(Records from a data collection)
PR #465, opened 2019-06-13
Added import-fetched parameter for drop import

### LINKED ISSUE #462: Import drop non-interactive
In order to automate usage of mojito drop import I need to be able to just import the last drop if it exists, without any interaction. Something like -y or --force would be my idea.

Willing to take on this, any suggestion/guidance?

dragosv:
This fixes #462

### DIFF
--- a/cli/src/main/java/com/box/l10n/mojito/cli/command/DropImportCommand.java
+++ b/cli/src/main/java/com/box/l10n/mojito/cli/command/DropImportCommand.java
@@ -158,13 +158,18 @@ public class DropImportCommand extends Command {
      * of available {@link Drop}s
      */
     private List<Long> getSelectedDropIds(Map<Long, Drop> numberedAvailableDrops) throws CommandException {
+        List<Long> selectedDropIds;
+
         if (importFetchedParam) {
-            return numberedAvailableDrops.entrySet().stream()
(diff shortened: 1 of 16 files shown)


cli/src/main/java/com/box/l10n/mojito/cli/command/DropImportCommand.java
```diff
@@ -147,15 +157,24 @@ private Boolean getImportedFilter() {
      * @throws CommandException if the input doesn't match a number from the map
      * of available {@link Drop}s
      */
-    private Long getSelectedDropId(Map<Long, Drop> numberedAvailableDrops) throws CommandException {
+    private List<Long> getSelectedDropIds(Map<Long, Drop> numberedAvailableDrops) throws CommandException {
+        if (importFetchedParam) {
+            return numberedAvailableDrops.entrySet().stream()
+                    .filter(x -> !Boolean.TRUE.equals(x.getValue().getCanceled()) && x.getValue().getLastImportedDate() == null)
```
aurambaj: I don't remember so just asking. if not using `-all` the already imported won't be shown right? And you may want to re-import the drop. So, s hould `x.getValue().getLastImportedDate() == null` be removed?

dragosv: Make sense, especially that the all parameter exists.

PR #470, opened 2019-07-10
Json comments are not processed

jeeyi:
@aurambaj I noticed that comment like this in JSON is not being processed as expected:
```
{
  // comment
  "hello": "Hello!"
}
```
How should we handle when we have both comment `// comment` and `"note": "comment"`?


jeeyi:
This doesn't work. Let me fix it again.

Work to complete: Retype the entries precisely as they stand.

Exercise solution:
PR #465, opened 2019-06-13
Added import-fetched parameter for drop import

### LINKED ISSUE #462: Import drop non-interactive
In order to automate usage of mojito drop import I need to be able to just import the last drop if it exists, without any interaction. Something like -y or --force would be my idea.

Willing to take on this, any suggestion/guidance?

dragosv:
This fixes #462

### DIFF
--- a/cli/src/main/java/com/box/l10n/mojito/cli/command/DropImportCommand.java
+++ b/cli/src/main/java/com/box/l10n/mojito/cli/command/DropImportCommand.java
@@ -158,13 +158,18 @@ public class DropImportCommand extends Command {
      * of available {@link Drop}s
      */
     private List<Long> getSelectedDropIds(Map<Long, Drop> numberedAvailableDrops) throws CommandException {
+        List<Long> selectedDropIds;
+
         if (importFetchedParam) {
-            return numberedAvailableDrops.entrySet().stream()
(diff shortened: 1 of 16 files shown)


cli/src/main/java/com/box/l10n/mojito/cli/command/DropImportCommand.java
```diff
@@ -147,15 +157,24 @@ private Boolean getImportedFilter() {
      * @throws CommandException if the input doesn't match a number from the map
      * of available {@link Drop}s
      */
-    private Long getSelectedDropId(Map<Long, Drop> numberedAvailableDrops) throws CommandException {
+    private List<Long> getSelectedDropIds(Map<Long, Drop> numberedAvailableDrops) throws CommandException {
+        if (importFetchedParam) {
+            return numberedAvailableDrops.entrySet().stream()
+                    .filter(x -> !Boolean.TRUE.equals(x.getValue().getCanceled()) && x.getValue().getLastImportedDate() == null)
```
aurambaj: I don't remember so just asking. if not using `-all` the already imported won't be shown right? And you may want to re-import the drop. So, s hould `x.getValue().getLastImportedDate() == null` be removed?

dragosv: Make sense, especially that the all parameter exists.

PR #470, opened 2019-07-10
Json comments are not processed

jeeyi:
@aurambaj I noticed that comment like this in JSON is not being processed as expected:
```
{
  // comment
  "hello": "Hello!"
}
```
How should we handle when we have both comment `// comment` and `"note": "comment"`?


jeeyi:
This doesn't work. Let me fix it again.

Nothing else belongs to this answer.